====== The input
PR #272, opened 2022-05-18
Lotery

ill4ik:


ill4ik:
first commit (my solution is not correct) ,please check second commit (my correct solution)

src/main/java/core/basesyntax/Application.java
```diff
@@ -2,6 +2,13 @@
 
 public class Application {
     public static void main(String[] args) {
+        Lottery lot = new Lottery();
+        Ball ball1 = lot.getRandomBall();
+        Ball ball2 = lot.getRandomBall();
+        Ball ball3 = lot.getRandomBall();
+        System.out.println(ball1);
+        System.out.println(ball2);
+        System.out.println(ball3);
```
KostyaNikiforov, line 11: Can we use a loop here?

src/main/java/core/basesyntax/Lottery.java
```diff
@@ -0,0 +1,12 @@
+package core.basesyntax;
+
+import java.util.Random;
+
+public class Lottery {
+    public Ball getRandomBall() {
+        Random r = new Random();
+        int value = r.nextInt(100);
```
KostyaNikiforov, line 8: Let's make this value constant, as the checklist requires)

src/main/java/core/basesyntax/Lottery.java
```diff
@@ -0,0 +1,12 @@
+package core.basesyntax;
+
+import java.util.Random;
+
+public class Lottery {
+    public Ball getRandomBall() {
```
KostyaNikiforov, line 6: Each time this method is called, new instances of ColorSupplier and Random are created. Let's think about how we can optimize this logic and create each instance only once.

KostyaNikiforov (changes requested):

src/main/java/core/basesyntax/ColorSupplier.java
```diff
@@ -1,7 +1,10 @@
 package core.basesyntax;
 
+import java.util.Random;
+
 public class ColorSupplier {
     public String getRandomColor() {
-        return null;
+        int index = new Random().nextInt(Colors.values().length);
```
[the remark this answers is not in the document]
KostyaNikiforov: What about this random instance?)

src/main/java/core/basesyntax/Application.java
```diff
@@ -2,6 +2,13 @@
 
 public class Application {
     public static void main(String[] args) {
-        // create three balls using class Lottery and print information about them in console
+        Lottery lot = new Lottery();
+        Ball ball1 = lot.getRandomBall();
+        Ball ball2 = lot.getRandomBall();
+        Ball ball3 = lot.getRandomBall();
```
KostyaNikiforov, line 8: I guess we can combine this into a loop too

KostyaNikiforov (changes requested):

src/main/java/core/basesyntax/Lottery.java
```diff
@@ -0,0 +1,18 @@
...
+    private Random random = new Random();
+    private ColorSupplier colorSupplier = new ColorSupplier();
+
+    public Lottery(Random random, ColorSupplier colorSupplier) {
+        this.colorSupplier = colorSupplier;
+        this.random = random;
+    }
+
+    public Ball getRandomBall() {
+        final int value = random.nextInt(100);
```
KostyaNikiforov, line 15: This value should be a constant

KostyaNikiforov (changes requested):

KostyaNikiforov (approved):
🔥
============
● **What you should do**
Count each line of the data where the word "nextInt" appears, then reply with the total only.

● **Result**
3